# shoppingfromhome.ie



## unicorn (9 May 2012)

A friend of mine recently purchased a beauty product from this website at the start of April.  She never received this product despite the money been taken from her account.  She has tried ringing them but the line goes dead.  She sent an e-mail which has never been answered and she also sent them a registered letter which was signed for yesterday.  This Company is based in Dublin and their website looks to be legitimate so I cant understand why this has happened and I don't know of anything else she can do?  Has anybody had any problems with this Company?

Thanks in advance


----------



## GDUFFY (9 May 2012)

http://www.nca.ie/nca/shopping-online
Some good advice here on what your rights are and how to enforce them.


----------



## unicorn (9 May 2012)

Thanks for your reply.  She has been on to NCA but the problem is that she is unable to make any contact with this Company and NCA has advised to maybe take it to the Small Claims Court.


----------



## jhegarty (9 May 2012)

Charge back on her credit card.


----------



## RonanC (9 May 2012)

Its not a company. It is a business owned by a well known RTE presenter. 

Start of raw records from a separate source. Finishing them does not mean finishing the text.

PR #198, opened 2025-03-03
feat: Add standalone installer

miabatta:
Installers for all of our DCC submitters are coupled together.

- Create a standalone Blender submitter installer that uses the existing installer component.
- Write a Python script to make dev installers for local testing with evaluation versions of InstallBuilder
- Add tests to verify the installation/uninstallation of the component

A Blender-only installer can be created!

Tested the `build_installer.py` script to create installers for different platforms *on* different platforms, then ran them. Also ran the new unit tests

n/a, no submitter/adaptor changes, just infrastructure

Added to `DEVELOPMENT.md` with information about building & testing.

No

----


scripts/build_installer.py
```diff
@@ -0,0 +1,373 @@
...
+            f"/Applications/InstallBuilder Professional {INSTALL_BUILDER_VERSION}/"
+        )
+    elif sys.platform.startswith("win32"):
+        install_builder_path = (
+            f"C:\\Program Files\\InstallBuilder Professional {INSTALL_BUILDER_VERSION}\\"
+        )
+    elif sys.platform.startswith("linux"):
+        install_builder_path = f"/opt/installbuilder-{INSTALL_BUILDER_VERSION}/"
+
+    return install_builder_path
```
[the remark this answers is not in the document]
miabatta: My EOD is right away, so I'll clean this up tomorrow 👍

.github/workflows/build_installer.yml
```diff
@@ -0,0 +1,34 @@
+name: "Build Linux Installer"
```
leongdl: nit on file name, should this be "build_linux_installer.yml", since we will have "build_windows_installer.yml" later? Or even OSX?

scripts/build_installer.py
```diff
@@ -0,0 +1,373 @@
...
+    A structure representing the parameters for integrating a DCC submitter into the InstallBuilder
+    project.
+    """
+
+    name: str
+    """
+    The name of the DCC application this submitter is for.
+
+    This **must** match up exactly with a corresponding value in the `DccSubmitter` enum in the
+    `lib/constructs/Config.ts` file.
```
jericht: Let's remove these file references

.gitignore
```diff
@@ -16,6 +16,7 @@ dependency_bundle/
 dist/
 plugin_env/
 wheels/
+installer/components/
```
epmog, line 19: can we also had a `license.xml` to the ignored files? Or whatever we expect the license for installbuilder to look like?

.github/workflows/build_installer.yml
miabatta: That depends- it might be neater to keep all of the installers as separate steps in one file, in which case we'd still have to change the name to "Build Installer**s**" :) What do you think?

.gitignore
miabatta: Yep, will be in the next fix :)

test/installer/test_installer.py
```diff
@@ -0,0 +1,90 @@
...
+        raise FileNotFoundError(f"Installer not found at '{path}'")
+
+    if not os.access(path, os.X_OK) and not platform.system() == "Darwin":
+        raise PermissionError(f"Installer at '{path}' is not executable")
+
+    yield Path(path).absolute()
+
+
+@pytest.fixture(scope="function")
+def installed(installer_path, tmpdir):
```
lucaseck: Super nit: looks like tmp_path is preferred over tmpdir: https://docs.pytest.org/en/stable/reference/reference.html#tmpdir

test/installer/test_installer.py
```diff
@@ -0,0 +1,90 @@
...
+def test_install(installed: Path):
+    # GIVEN / WHEN
+    uninstaller = "uninstall.app" if platform.system() == "Darwin" else "uninstall"
+    python_dir = installed / "Submitters" / "Blender" / "python"
+
+    # THEN
+    top_level_dir = [f.name for f in installed.iterdir()]
+    assert "Submitters" in top_level_dir
+    assert "installer_version.txt" in top_level_dir
+    assert uninstaller in top_level_dir
```
lucaseck, line 69: Does this pass on Windows for you? I'm seeing failures in my own changes because of the ".exe" extension on `uninstall.exe`

test/installer/test_installer.py
miabatta: Will fix!

test/installer/test_installer.py
miabatta: Good call, I'll add an extra platform-dependent check here.

.github/workflows/build_installers.yml
```diff
@@ -0,0 +1,34 @@
...
+    inputs:
+      branch:
+        required: true
+        type: string
+
+jobs:
+  BuildLinuxInstaller:
+    if: (github.repository == 'aws-deadline/deadline-cloud-for-blender')
+    name: Build Linux Installer
+    runs-on: ubuntu-latest
```
evanspearman-a, line 14: Will an installbuilder installer built on the latest Ubuntu run on older versions that we support? Typically with Linux you have to build on an OS that uses the oldest version of glibc that you intend to support. I'm not sure if installbuilder does anything to mitigate this.

.github/workflows/build_installers.yml
moorec-aws, line 1: Are we not making this a [re-usable workflow](https://github.com/aws-deadline/.github/tree/mainline/.github/workflows)?

miabatta: That's the plan eventually; for now I've kept in here to keep the changes in one place to simplify testing & reviewing.

installer/DeadlineCloudForBlenderSubmitter.xml
```diff
@@ -0,0 +1,288 @@
...
+
+    <!-- Allow Windows installer to run as regular user, since running as Admin is forced by default -->
+    <requireInstallationByRootUser>0</requireInstallationByRootUser>
+    <requestedExecutionLevel>asInvoker</requestedExecutionLevel>
+
+    <readyToInstallActionList>
+        <!-- Cleanup Submitters Directory Prior to Installation -->
+        <showQuestion>
+            <default>yes</default>
+            <text>The Submitters directory exists and will be deleted, backup files if necessary. Do you wish to continue? </text>
```
evanspearman-a: Why do we delete the entire submitters directory? Why not just the blender one?

installer/DeadlineCloudForBlenderSubmitter.xml
```diff
@@ -0,0 +1,288 @@
...
+                    <program>REG</program>
+                    <programArguments>ADD "${key}" /ve /d "${value}" /f</programArguments>
+                </runProgram>
+            </actionList>
+            <parameterList>
+                <stringParameter name="key"/>
+                <stringParameter name="value"/>
+            </parameterList>
+        </actionDefinition>
+        <actionDefinition name="fnAddEnvironmentVariable">
```
evanspearman-a: Could we change the name to `fnAddLinuxEnvironmentVariable`?

installer/DeadlineCloudForBlenderSubmitter.xml
```diff
@@ -0,0 +1,288 @@
...
+                        </setInstallerVariable>
+                    </actionList>
+                    <elseActionList>
+                        <!-- Pass through to InstallBuilder implementation -->
+                        <addEnvironmentVariable name="${name}" value="${value}" scope="${scope}"/>
+                    </elseActionList>
+                </if>
+            </actionList>
+        </actionDefinition>
+        <actionDefinition name="fnAddPathEnvironmentVariable">
```
evanspearman-a, line 68: This function and the next one also look Linux specific, so I think they should have Linux in the name as well.

scripts/build_installer.py
```diff
@@ -0,0 +1,378 @@
+# Copyright Amazon.com, Inc. or its affiliates. All Rights Reserved.
```
evanspearman-a, line 1: Could we add typing to the Python code added in this PR. We don't need it on every variable definition, but all function signatures should have it. `def foo() -> None` can be used when there is no return value as well, that way it's explicit that nothing is returned.

scripts/build_installer.py
```diff
@@ -0,0 +1,378 @@
...
+    p = subprocess.Popen(cmd, **kwargs)
+    stdout, stderr = p.communicate()
+    output = stdout.decode("utf-8") + stderr.decode("utf-8")
+    if p.returncode != 0:
+        raise BadRCError(f"Bad rc ({p.returncode}) for cmd '{cmd}': {output}")
+    return output
+
+
+def download_from_s3(bucket_name, key, output_folder):
+    dest_path = os.path.join(output_folder, os.path.basename(key))
```
evanspearman-a: Nit: I'd recommend using `pathlib` over `os.path` for new development.

scripts/build_installer.py
```diff
@@ -0,0 +1,378 @@
...
+
+
+def get_default_installbuilder_location() -> str:
+    """
+    Returns the default location where InstallBuilder Professional will be installed depending on the platform.
+    """
+
+    install_builder_path = ""
+
+    if sys.platform.startswith("darwin"):
```
evanspearman-a: Nit: If you use `platform.system()` you don't need `startswith`.

evanspearman-a: Alternatively, if using that you could just implement this as a dictionary rather than ifs.

scripts/build_installer.py
```diff
@@ -0,0 +1,378 @@
...
+    Used as an error callback in `shutil.rmtree` to address an AccessDenied error that occurs on Windows.
+    If a directory fails to delete, attempt to add write permissions to it and try again.
+    Re-raise the error if it persists.
+    """
+
+    if not os.access(path, os.W_OK):
+        os.chmod(path, stat.S_IWUSR)
+        func(path)
+    else:
+        raise
```
evanspearman-a, line 106: Wouldn't this raise if the permissions are already okay?

scripts/build_installer.py
```diff
@@ -0,0 +1,378 @@
...
+        "--no-cleanup",
+        dest="cleanup",
+        action="store_false",
+        help=("Do not delete the build components folder after completion."),
+    )
+    parser.add_argument(
+        "--platform",
+        required=True,
+        help="The platform to build an installer for",
+        choices=("windows-x64", "linux-x64", "osx"),
```
evanspearman-a: Nit: Should be macos instead of osx. Apple stopped using the term osx when they moved on to macOS 11.

scripts/build_installer.py
```diff
@@ -0,0 +1,378 @@
...
+# See "Supported Platforms" table in https://releases.installbuilder.com/installbuilder/docs/installbuilder-userguide.html
+INSTALLER_FILENAMES = {
+    "windows-x64": "DeadlineCloudForBlenderSubmitter-windows-x64-installer.exe",
+    "linux-x64": "DeadlineCloudForBlenderSubmitter-linux-x64-installer.run",
+    "osx": "DeadlineCloudForBlenderSubmitter-osx-installer.app",
+}
+
+# This is the directory containing the InstallBuilder root .xml component.
+# All file paths in the InstallBuilder component files are relative to this directory
+INSTALL_BUILDER_VERSION = "24.11.1"
```
evanspearman-a: Can we change this into an argument? We don't want to need to update the version in every DCC repository when we update installbuilder.

scripts/build_installer.py
```diff
@@ -0,0 +1,378 @@
...
+        if missing_args:
+            parser.error(
+                "the following arguments are required for non-dev builds: "
+                f"{', '.join(missing_args)}\n"
+            )
+    else:
+        if os.environ.get("CODEBUILD_BUILD_ID") is not None:
+            parser.error("--local-dev-build cannot be used when running in CodeBuild.")
+    with tempfile.TemporaryDirectory() as workdir:
+        run("python -m pip install --upgrade pip")
```
evanspearman-a: I think this should be left up to the user rather than forcing it in the script.

scripts/build_installer.py
```diff
@@ -0,0 +1,378 @@
...
+                missing_args.append(required_arg.argument)
+        if missing_args:
+            parser.error(
+                "the following arguments are required for non-dev builds: "
+                f"{', '.join(missing_args)}\n"
+            )
+    else:
+        if os.environ.get("CODEBUILD_BUILD_ID") is not None:
+            parser.error("--local-dev-build cannot be used when running in CodeBuild.")
+    with tempfile.TemporaryDirectory() as workdir:
```
evanspearman-a, line 215: Generally I would recommend splitting up arguments and application logic into separate functions (or just leave arguments in the `if __name__ == "__main__"` block). That way, if in the future we want to re-use the application logic in another script, this file already functions like a library we can import.

evanspearman-a (changes requested):

scripts/build_installer.py
miabatta: No worries, I can refactor that. The code I added uses `pathlib` whereas existing stuff used `os.path` so I agree it'd be nice to make it consistent :)

scripts/build_installer.py
miabatta: For sure! Thanks for the suggestion

installer/DeadlineCloudForBlenderSubmitter.xml
miabatta: For context, this creates a directory structure with the same shape as the old shared installer, hence the unnecessary `Submitters/Blender` subdirectories.

I'll change this so that the Blender-related files are directly in the `DeadlineCloudForBlenderSubmitter` folder instead of in that directory structure.

scripts/build_installer.py
miabatta: This also bugs me, but InstallBuilder uses `osx` as a constant in its own code & docs. I chose to use `osx` everywhere s.t. it doesn't become complicated to figure out which is used where.

We can change specifically the CLI argument if that's what your main concern is, all it would need is an extra line to convert `macos` to `osx` when we use the argument when calling InstallBuilder.

scripts/build_installer.py
miabatta: Sounds good. IIRC pip would automatically print a warning to upgrade it if it's out-of-date so we should be covered there

scripts/build_installer.py
miabatta: Thanks! There's a lot of platform checking so I'll be sure to consolidate & clean it up.

scripts/build_installer.py
miabatta: Thought process was that if permissions are ok, the callback wouldn't execute for permission-related errors, and if anything else came up we'd just raise the exception like normal.

I could add the `chmod` before each `shutil.rmtree`, it would be a few extra lines but eliminate the need for the callback if it's too risky a way of handling errors.

.github/workflows/build_installers.yml
miabatta: [Ubuntu 6.0.1 and later](https://installbuilder.com/installbuilder-specifications) is called out in the specifications for running installers built by InstallBuilder. They also list their other supported distros & versions on that same page if you're curious!

It's worth noting that you can build installers for any OS no matter which OS you're running `builder` on, so it seems InstallBuilder will account for that caveat by default (as long as it's a supported Linux version).

scripts/build_installer.py
miabatta: Sure thing. The only place the constant is used is for grabbing the default path to InstallBuilder. If we get rid of those default values and make the path a required argument, it would simplify this logic

scripts/build_installer.py
miabatta: Agree, I'll add that in :)

depsBundle.sh
```diff
@@ -5,8 +5,9 @@ python3 depsBundle.py
 
 rm -f dependency_bundle/deadline_cloud_for_blender_submitter-deps-windows.zip
 rm -f dependency_bundle/deadline_cloud_for_blender_submitter-deps-linux.zip
-rm -f dependency_bundle/deadline_cloud_for_blender_submitter-deps-macos.zip
+rm -f dependency_bundle/deadline_cloud_for_blender_submitter-deps-macos*.zip
```
edwards-aws: Is the glob `*` to account for `deadline_cloud_for_blender_submitter-deps-macos-intel.zip` and `deadline_cloud_for_blender_submitter-deps-macos-arm64.zip`? We should be cautious when doing destructive operations with file globs, there's potential for some pretty bad and unintentional side effects. If possible we should consider deleting specific files.

installer/DeadlineCloudForBlenderSubmitter.xml
```diff
@@ -0,0 +1,288 @@
+<project>
+    <shortName>DeadlineCloudForBlenderSubmitter</shortName>
+    <fullName>AWS Deadline Cloud for Blender Submitter</fullName>
+    <version>1.0</version>
+    <vendor>Amazon Web Services, Inc.</vendor>
+    <!--
+        The installer filename will take one of the following forms:
+        - DeadlineCloudForBlenderSubmitter-windows-x64-installer.exe
+        - DeadlineCloudForBlenderSubmitter-linux-x64-installer.run
+        - DeadlineCloudForBlenderSubmitter-osx-x64-installer.app
```
edwards-aws: Are there different names for intel and arm64 installers?

installer/DeadlineCloudForBlenderSubmitter.xml
```diff
@@ -0,0 +1,288 @@
...
+    <windowsExecutableIcon>icon.ico</windowsExecutableIcon>
+    <windowsUninstallerExecutableIcon>icon.ico</windowsUninstallerExecutableIcon>
+
+    <!-- Allow Windows installer to run as regular user, since running as Admin is forced by default -->
+    <requireInstallationByRootUser>0</requireInstallationByRootUser>
+    <requestedExecutionLevel>asInvoker</requestedExecutionLevel>
+
+    <readyToInstallActionList>
+        <!-- Cleanup Submitters Directory Prior to Installation -->
+        <showQuestion>
```
edwards-aws: What's the behaviour here if someone gets half-way through an installation and cancels? Are the previous files gone forever now?

scripts/build_installer.py
```diff
@@ -0,0 +1,378 @@
...
+    def componentName(self) -> str:
+        """
+        The component name that corresponds to a subdirectory of 'components' subdir
+        of the InstallBuilder project file's directory. By convention, this should
+        match the submitter's repository name.
+        """
+        return f"deadline-cloud-for-{self.name}"
+
+
+class BadRCError(Exception):
```
edwards-aws: Can we get brief docstrings explaining the use case of these exceptions?

scripts/build_installer.py
```diff
@@ -0,0 +1,378 @@
...
+        kwargs["shell"] = False
+    if cwd is not None:
+        kwargs["cwd"] = cwd
+    if env is not None:
+        kwargs["env"] = env
+    p = subprocess.Popen(cmd, **kwargs)
+    stdout, stderr = p.communicate()
+    output = stdout.decode("utf-8") + stderr.decode("utf-8")
+    if p.returncode != 0:
+        raise BadRCError(f"Bad rc ({p.returncode}) for cmd '{cmd}': {output}")
```
edwards-aws: Is `RC` return code? We might want to avoid acronyms here so that the operator can quickly understand the output.

scripts/build_installer.py
```diff
@@ -0,0 +1,378 @@
...
+            install_builder,
+            "build",
+            os.path.join(INSTALLER_ROOT, INSTALLER_TEMPLATE),
+            platform,
+            "--setvars",
+            f"project.outputDirectory={out_dir}",
+            f"project.version={installer_version[:8]}-{date}",
+        ]
+    )
+    sys.stdout.write(
```
edwards-aws: Curious, why `sys.stdout.write` and not `print()`?

scripts/build_installer.py
```diff
@@ -0,0 +1,378 @@
...
+def run(cmd, cwd=None, env=None, echo=True):
+    if echo:
+        sys.stdout.write(f"Running cmd: {cmd}\n")
+    kwargs = {
+        "shell": True,
+        "stdout": subprocess.PIPE,
+        "stderr": subprocess.PIPE,
+    }
+    if isinstance(cmd, list):
+        kwargs["shell"] = False
```
edwards-aws: Is there a reason to allow shell here? There are security considerations when passing in `shell=True`, see https://docs.python.org/3/library/subprocess.html#security-considerations.

The biggest thing is that Python won't do any string wrapping for you, so it's possible to end up with some really weird errors.

scripts/build_installer.py
```diff
@@ -0,0 +1,378 @@
...
+    if cwd is not None:
+        kwargs["cwd"] = cwd
+    if env is not None:
+        kwargs["env"] = env
+    p = subprocess.Popen(cmd, **kwargs)
```
edwards-aws: nit: `subprocess.run()` is preferable imo if it's possible to use https://docs.python.org/3/library/subprocess.html#subprocess.run, the interface is more simple. Additionally if you pass the `text=True` argument you don't have to do the stdout and stderr decoding yourself. I'm pretty sure you can use the `text=True` argument in Popen as well.

test/installer/test_installer.py
```diff
@@ -0,0 +1,105 @@
...
+
+    # WHEN
+    result = subprocess.run([uninstaller_path, "--mode", "unattended"], check=True)
+
+    # THEN
+    assert result.returncode == 0
+
+    # The uninstall process will return before the uninstallation is complete.
+    # If necessary, wait for up to one minute before timing out.
+    for _ in range(6):
```
edwards-aws, line 102: Should there be an assertion here if the uninstall times out? If we're expecting the uninstallation to take up to a minute and it doesn't finish then that might mean the uninstaller is hanging and that's a test failure.

edwards-aws (changes requested):

installer/DeadlineCloudForBlenderSubmitter.xml
miabatta: So this is interesting, in the InstallBuilder component file we specify `all` for allowed platforms but only allow `linux-x64`, `windows-x64`, and `osx` to be passed in as arguments. We'd be fine deleting this comment (and the argument) since you can build for _any_ [supported platform](https://installbuilder.com/installbuilder-specifications) in theory.

But to answer your question, they'd be different but follow the same format.

(Edit: updated the link, it was to the wrong docs :))

installer/DeadlineCloudForBlenderSubmitter.xml
miabatta: Not sure how it works for the shared installer currently, but for the scope of these changes I'm realizing it actually doesn't matter. No other submitters would have to be cleaned out, so we can overwrite the existing Blender files, and [those are saved/restored by rollback](https://releases.installbuilder.com/installbuilder/docs/installbuilder-userguide.html#_rollback) in case of an error.

Thanks for bringing it up!

scripts/build_installer.py
miabatta: Great question. I'll switch to `print` for simplicity

scripts/build_installer.py
miabatta: I believe switching to `subprocess.run` might mean we can get rid of this function in general, as well as the RC error. I'll take a look at refactoring. Thanks!

installer/DeadlineCloudForBlenderSubmitter.xml
edwards-aws: Gotcha, tyty.

depsBundle.sh
miabatta: Yeah, you're right. We'll stick to the specific file names.

test/installer/test_installer.py
miabatta: Yup, thought I included one but I totally forgot. Will be in the next fix

scripts/build_installer.py
evanspearman-a: It's not a big deal, so it's okay to leave it if that's easier.

evanspearman-a (dismissed):

scripts/build_installer.py
```diff
@@ -172,63 +124,67 @@ def build_installer(
...
     # Clone dcc component by copying it into the working directory & allowing the dependency bundle script to be executed
     repo_dir = f"{workdir}/{dcc_component.componentName}"
-    source_folder = Path(os.path.abspath(__file__)).parent.parent
+    source_folder = Path(__file__).absolute().parent.parent
     shutil.copytree(source_folder, repo_dir, dirs_exist_ok=True)
-    bundle_file = Path(os.path.join(repo_dir, "depsBundle.sh"))
+    bundle_file = Path(repo_dir) / "depsBundle.sh"
     bundle_file.chmod(bundle_file.stat().st_mode | stat.S_IEXEC)
-    run(str(bundle_file))
+    subprocess.run(str(bundle_file))
```
edwards-aws: Should we do `check=True` here? Otherwise this can fail silently.

test/installer/test_installer.py
```diff
@@ -0,0 +1,106 @@
...
+        if not installed.exists():
+            break
+        time.sleep(10)
+    assert False, "Uninstall timed out"
```
edwards-aws: I think this will always assert `False`. The `break` will exit the loop and then go to the `assert False` line. But I think the `break` is supposed to indicate a success?

edwards-aws (changes requested):
Thanks Mia! I just had a couple questions.

test/installer/test_installer.py
miabatta: Thanks- both issues fixed!

edwards-aws (approved):
Thanks Mia!

evanspearman-a (approved):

A quick search on [broken link removed] shows this 





> Type
> Business Name
> Number
> 416415
> ...


 
Has your friend tried this phone number 1850 234 234? It appears to be working.


----------



## unicorn (9 May 2012)

Yes she tried that number several times.  The phone is answered by an answering machine saying "welcome to shopping from home, our operators are busy dealing with another customer right now, please hold"....and then the line goes dead.


----------



## PaddyBloggit (9 May 2012)

Their twitter handle is:

*rteshopfromhome*

and facebook handle is:

*rte1shoppingfromhome*

so .... is RTE endorsing this site/shop? .... a call to RTE/Joe Duffy might shed some light or exert some pressure ..... or send them a tweet?


----------



## unicorn (9 May 2012)

*shoppingfrom.ie*

I will let her know.  Thanks


----------



## Charley (10 May 2012)

I ordered a Christmas gift from them and delivery was due well in advance of Christmas but it never came.  I contacted them and the phone agent said there was a delay on that product - no reason given - even though their order confirmation said it would be shipped within one business week. 
 Really it was pointless calling them cos their phone agents are only able to deal with sales and once you've already ordered, they pass all responsibility off to their warehouse (who rather conveniently are non-contactable).  
I asked for a manager to call me back but no-one did.  But I kept persisting by email and phone and I did eventually get a refund but their customer service was so awful I would never order from them again.


----------



## unicorn (10 May 2012)

She can't even get through on the phone and e-mails are not been answered either.  Maybe a call to RTE might help considering they are airing this programme in the morning.


----------



## Brendan Burgess (10 May 2012)

Why not contact The Consumer Show on RTE? Eddie Hobbs is good at getting companies to live up to their responsibilities. They are always looking for stories. 

[broken link removed]

Brendan


----------



## Luternau (10 May 2012)

I think it may be unfair to say this company is affiliated to RTE. From the  shoppingathome.ie website;

About Us

Shopping from Home was first broadcast on RTE One on February 1st 2010 and is the only Irish home shopping TV series. It was developed by Kathy Hoffman who is the Series Producer and Presenter. The Series is produced by SFH Media Services Limited using state-of-the-art technology, post-production expertise and facilities providing bespoke TV for all firms participating. TV Shopping is a new and ever growing method of shopping in Ireland and we are very proud to be the 1st to bring it to Irish national television.
The producer says;
_Kathy Hoffman says "In these tough economic times, offering quality products and exceptional value for money is extremely important to every household in Ireland. And as many of these products are from successful Irish businesses it means we're helping to keep the Irish flag flying"._

Personally as a stakeholder (licence payer and tax payer) in RTE I think its grossly misleading of this company to use the letters RTE or RTE1 in their twitter and Facebook addresses/pages. Totally wrong!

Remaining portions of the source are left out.